WORK INSTRUCTION :: The number of lines holding "have" is all you should give; count them in the records below.

Collection entries
========================================
PR #615, opened 2020-02-25
fix: copy sparse matrices

### LINKED ISSUE #556: Support sparse data
The data in many domains, such as scRNA, is sparse.

maartenbreddels:
Closes #556


xdssio:
This is the use case I am looking at:

```
from sklearn.feature_extraction.text import TfidfVectorizer
import vaex
ds = vaex.from_arrays(x=['I try this','but this is hard','I should buy a cat'])
tdfidf = TfidfVectorizer()
s = tdfidf.fit_transform(ds.x)
ds.add_columns(tdfidf.get_feature_names(), s)
assert "error" not in repr(ds)

```

Another example which will crash also because columns can't start with a digit:
```
ds = vaex.from_arrays(x=['I try this','this 1and and 2and','I should buy a cat'])
```

maartenbreddels:
Yes, those a new bugs, i have fixes for them.

> ```
> ds = vaex.from_arrays(x=['I try this','this 1and and 2and','I should buy a cat'])
> ```

This just works right?

PR #6781, opened 2023-04-07
Fix: `astro:server:setup` middleware

### LINKED ISSUE #6729: Error using Astro and Partytown plugin: 404 Not Found for partytown-sandbox-sw.js and partytown-sw.js

2.1.9

no

npm

MacOS

Chrome, Safari, Firefox

### Describe the Bug

I am encountering an error when using the Astro framework version 2.1.9 and the Partytown plugin. The error message is:

```bash
09:41:25 PM [serve]    404 /~partytown/debug/partytown-sandbox-sw.js
09:41:26 PM [serve]    404        /~partytown/debug/partytown-sw.js
```
I have tested this issue with Partytown versions 1.1.1 and 1.2.0. However, when using Astro version 2.1.7, both versions of Partytown work without any issues.

I am unsure whether this is a problem with Astro or the Partytown plugin.

https://github.com/alexsedeke/astropartytown.git

### Participation

bholmesdev:
## Changes

- Resolves #6729 
- #6693 removed a duplicate `astro:server:setup` call from `create-vite`. Turns out, _this_ is where the setup hook should be run! By only calling from the `container`, we were attaching middlewares after Vite had setup the server. Moving this call to the original plugin with `configureServer` solves the issue.

## Testing

- Add middlewares test to make sure integration API example works https://docs.astro.build/en/reference/integrations-reference/#astroserversetup

### DIFF
--- a/examples/minimal/src/env.d.ts
+++ b/examples/minimal/src/env.d.ts
@@ -1,2 +1,1 @@
-/// <reference path="../.astro/types.d.ts" />
 /// <reference types="astro/client" />
--- a/examples/minimal/src/env.d.ts
+++ b/examples/minimal/src/env.d.ts
@@ -1,1 +1,2 @@
+/// <reference path="../.astro/types.d.ts" />
 /// <reference types="astro/client" />
--- a/.changeset/wet-chefs-love.md
+++ b/.changeset/wet-chefs-love.md
@@ -1,0 +1,5 @@
+---
+'astro': patch
+---
+
+Fix `astro:server:setup` middlewares not applying. This resolves an issue with the Partytown integration in dev.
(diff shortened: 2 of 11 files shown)


examples/minimal/src/env.d.ts
```diff
@@ -1 +1,2 @@
+/// <reference path="../.astro/types.d.ts" />
```
ematipico, line 1: Is the change intended?

ematipico (approved):

examples/minimal/src/env.d.ts
bholmesdev: Nope! Reverting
========================================
WRITTEN SOLUTION :: 2